Après 14 ans à la tête de Québec, Régis Labeaume s’apprête à quitter la politique. Dans une entrevue d’adieu, le maire au franc-parler légendaire en profite pour saluer Valérie Plante et Philippe Couillard, et revient sur ses plus importants combats.

(Québec) Régis Labeaume ne tarit pas d’éloges sur Valérie Plante, une femme « de cœur », « une amie », qui a beaucoup aidé la capitale dans son projet de tramway et qui « sera encore meilleure dans son deuxième mandat ».

Ces mots, qui ont tous les airs d’un appui, le maire de Québec les a prononcés dans une entrevue avec La Presse. M. Labeaume a fait une tournée médiatique dans les derniers jours, lui qui quitte la vie politique.

Fidèle à son habitude, Régis Labeaume n’avait pas la langue dans sa poche. En plus d’encenser Valérie Plante, il a tenu à saluer un seul politicien provincial, soit Philippe Couillard, « probablement celui qui a le plus cru » à son projet de tramway.

Régis Labeaume raconte que sa relation avec Valérie Plante a commencé prudemment. « Au début, Valérie était très méfiante parce que Denis [Coderre] disait toujours qu’on couchait ensemble quasiment ! », se rappelle l’homme de 65 ans.

Mais la relation entre les deux s’est vite réchauffée. « Je suis honnête.
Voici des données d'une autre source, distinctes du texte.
PR #152, opened 2020-04-23
Fix format script

rusty-key:
Script relied on outside binary. Fixed it to use local `ocamlformat` installed with `esy` and ran formatter for all files.

Here's the actual change: https://github.com/ocamllabs/vscode-ocaml-platform/pull/152/commits/31b0849ad2524b9627ce86e1cfea053047ec817b

Also adding `ocamlformat` check to CI workflow

### DIFF
--- a/.github/workflows/workflow.yml
+++ b/.github/workflows/workflow.yml
@@ -28,7 +28,10 @@ jobs:
           node-version: ${{ matrix.node-version }}
 
       - name: Install packages
-        run: yarn --frozen-lockfile && yarn deps
+        run: yarn --frozen-lockfile
+
+      - name: Install esy deps
+        run: yarn deps
 
       - name: Check formatting
         run: yarn fmt:check
--- a/.github/workflows/workflow.yml
+++ b/.github/workflows/workflow.yml
@@ -31,7 +31,7 @@ jobs:
         run: yarn --frozen-lockfile
 
       - name: Install esy deps
-        run: yarn deps
+        run: yarn esy:deps
 
       - name: Check formatting
         run: yarn esy:fmt:check
--- a/.github/workflows/workflow.yml
+++ b/.github/workflows/workflow.yml
@@ -28,7 +28,7 @@ jobs:
           node-version: ${{ matrix.node-version }}
 
       - name: Install packages
-        run: yarn --frozen-lockfile
+        run: yarn --frozen-lockfile && yarn deps
 
       - name: Check formatting
         run: yarn fmt:check
--- a/.github/workflows/workflow.yml
+++ b/.github/workflows/workflow.yml
@@ -34,7 +34,7 @@ jobs:
         run: yarn deps
 
       - name: Check formatting
-        run: yarn fmt:check
+        run: yarn esy:fmt:check
 
       - name: Build
         run: yarn package
--- a/package.json
+++ b/package.json
@@ -284,7 +284,7 @@
     "test": "yarn run test:unit && yarn run test:opam ",
     "vscode:prepublish": "yarn run build",
     "package": "vsce package --yarn",
-    "ocamlformat": "git ls-files '*.ml' '*.mli' | xargs esy exec-command -- ocamlformat",
+    "ocamlformat": "git ls-files '*.ml' '*.mli' | xargs yarn esy exec-command -- ocamlformat",
     "fmt:check": "yarn ocamlformat --check && prettier --check .",
     "fmt": "yarn ocamlformat -i && prettier --write .",
     "deps": "esy install"
--- a/package.json
+++ b/package.json
@@ -279,10 +279,9 @@
     "test": "yarn run test:unit && yarn run test:opam ",
     "vscode:prepublish": "yarn run build",
     "package": "vsce package --yarn",
-    "fmt:check": "prettier --check .",
-    "fmt:ocaml": "git ls-files '*.ml' '*.mli' | xargs esy exec-command -- ocamlformat -i",
-    "fmt:metadata": "prettier --write .",
-    "fmt": "yarn run fmt:ocaml && yarn fmt:metadata"
+    "ocamlformat": "git ls-files '*.ml' '*.mli' | xargs esy exec-command -- ocamlformat",
+    "fmt:check": "yarn ocamlformat --check && prettier --check .",
+    "fmt": "yarn ocamlformat -i && prettier --write ."
   },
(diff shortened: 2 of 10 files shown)


rusty-key:
Oh, looks like we don't have `esy` on CI. Is it intentional?

rgrinberg:
Yes. The plugin should work without esy. Although we could have a separate plugin + esy pass if it’s necessary to verify some esy related functionality.

rusty-key:
This is not about extension end-user functionality, it's about extension development. Right now new developer will have to know about this external dependency and somehow install it. 

I think we should unified way of installing all of the dependencies required for development. I thought in our case it's `esy install` since we have `esy.json`. But it can be local opam switch too, I don't mind, but we need to set it up then.

rgrinberg:
Isn't esy already usable with the current setup? You can just run the formatting script inside an esy environment.

rusty-key:
> Isn't esy already usable with the current setup

I am not sure what you mean. Esy is usable, yes and in this PR I am utilizing this fact by running `ocamlformat` via `esy`. The only problem is that we don't have `esy` on CI:
```
$ git ls-files '*.ml' '*.mli' | xargs esy exec-command -- ocamlformat --check
9
xargs: esy: No such file or directory
```
https://github.com/ocamllabs/vscode-ocaml-platform/runs/612071421

We can install `esy` on CI at one of the prep step, but I wanted to make sure that it's ok.

rusty-key:
Here's what I am suggesting: 

Add esy as dev dependency:
https://github.com/ocamllabs/vscode-ocaml-platform/blob/089e5692753ddc55153a9e861c8be8598acbd80d/package.json#L304

Install esy deps on CI:
https://github.com/ocamllabs/vscode-ocaml-platform/blob/089e5692753ddc55153a9e861c8be8598acbd80d/package.json#L290
https://github.com/ocamllabs/vscode-ocaml-platform/blob/089e5692753ddc55153a9e861c8be8598acbd80d/.github/workflows/workflow.yml#L33-L34

Run ocamlformat check via esy:
https://github.com/ocamllabs/vscode-ocaml-platform/blob/089e5692753ddc55153a9e861c8be8598acbd80d/package.json#L287

rgrinberg:
Let me just state some facts about the situation:

* I don't use esy
* I've added the ocamlformat command to yarn so that I can format my code
* This script now requires esy to be installed to use my script.
* The consequence of this is that the script is now broken for me

> Here's what I am suggesting:

It was already pretty before, thank you. I have no desire to install esy just to format my code.

imbsky:
I recently opened a PR that adds a Makefile, it should be able to use formatters from both esy and opam. Is there any reason you prefer this changes over that?

rusty-key:
@rgrinberg, this is probably misunderstanding. I am not asking you to change your workflow, I am concerned about two things:
1. Ensuring that files are formatted on CI (run `ocamlformat --check`) in order to avoid situations we are in right now, when a bunch of files are committed with wrong formatting . For that we need some way of bootstrapping proper environment on CI.
2. New developer experience. Right now, in order to run formatter new developer will have to install external dependency, and he will have to know about it, and have proper version compiled with proper version of ocaml. Otherwise, he will be getting wrong output (in case of wrong ocamlformat) or no output at all (in case of wrong ocaml). All of this is hidden knowledge.

With esy (or with local opam switch) we can provide a single command that will bootstrap project and install all dependencies required for development. That's it. It doesn't mean you have to change anything in your workflow. 

> I've added the ocamlformat command to yarn so that I can format my code

I didn't know that. I can revert this changes. I also missed @imbsky's PR, maybe we can have a single yarn command that can run ocamlformat from local switch/esy with fallback to global. 

> I recently opened a PR that adds a Makefile, it should be able to use formatters from both esy and opam. Is there any reason you prefer this changes over that?

@imbsky, I missed your PR sorry. I am definitely prefer your way of formatting, but I don't see how it can use esy's ocamlformat if it is installed. It looks like it just uses `ocamlformat` available in global.

imbsky:
I think you can do it with `esy make fmt` as @rgrinberg said.

rusty-key:
@imbsky, but it doesn't solve any problems I mentioned in my previous comment

rgrinberg:
> Ensuring that files are formatted on CI (run ocamlformat --check) in order to avoid situations we are in right now, when a bunch of files are committed with wrong formatting . For that we need some way of bootstrapping proper environment on CI.

To solve this problem, we can use either opam or esy to install ocamlformat in CI like you've done in this PR. However, we should make sure the current package manager independent commands remain usable.

> New developer experience. Right now, in order to run formatter new developer will have to install external dependency, and he will have to know about it, and have proper version compiled with proper version of ocaml. Otherwise, he will be getting wrong output (in case of wrong ocamlformat) or no output at all (in case of wrong ocaml). All of this is hidden knowledge.

Do you think documentation in the readme is sufficient for this? I don't know how this problem is solved for other bucklescript projects, but we could certainly leave some instructions for how to set things up with esy (and opam, in case anyone is interested).

> With esy (or with local opam switch) we can provide a single command that will bootstrap project and install all dependencies required for development. That's it.

What should this command be? I thought that `$ esy yarn ocamlformat` would be sufficient for this, but if there are other suggestions then I'm all ears.

> It doesn't mean you have to change anything in your workflow.

That's all I'm asking.

imbsky:
Sorry for the late reply. I also think it's enough just to write instructions in a README.

rusty-key:
Changed PR to provide esy alternatives specifically for CI. 

> Do you think documentation in the readme is sufficient for this?

esy.json or local switch could be single source of truth for development dependencies and their versions. Writing instructions about in README will provide second with inevitable conflicts in the future and will require additional maintenance. Probably I am pre-optimizing though. If you think that having instructions is good enough, then I am ok with that.

> What should this command be?

There are options, depending on what we want to use:

— If we require global `esy`, than all of the deps can be installed with single `esy`.
— Alternatively, we can use local `esy`: specify it as dev dependency in package.json then use it via yarn as I am doing in this PR.
— With `opam` it's a bit trickier because we will have to provide bootstrap script. But it can be something like:
```
"opam:bootstrap": " opam switch create ./ [version]",
"opam:deps": "opam install ."
```

rgrinberg:
Looks good to me. Could you add `doc-comments-val=after` to the ocamlformat configuration so that the spurious formatting changes aren't introduced?

imbsky:
Similar changes were made when the Makefile was added.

Moi, je considère que c’est une amie. »

Leur bonne entente s’est manifestée dans le complexe dossier du tramway de Québec. La capitale voulait 1,2 milliard d’un fonds fédéral pour les transports en commun. Mais les critères ne permettaient à Québec que de toucher 400 millions.

PHOTO DAVID BOILY, ARCHIVES LA PRESSE

Valérie Plante, mairesse sortante de Montréal

La mairesse de Montréal a accepté que les 800 millions manquants proviennent de l’enveloppe réservée à Montréal. Elle obtenait en échange certaines garanties de retrouver ces sommes pour la métropole.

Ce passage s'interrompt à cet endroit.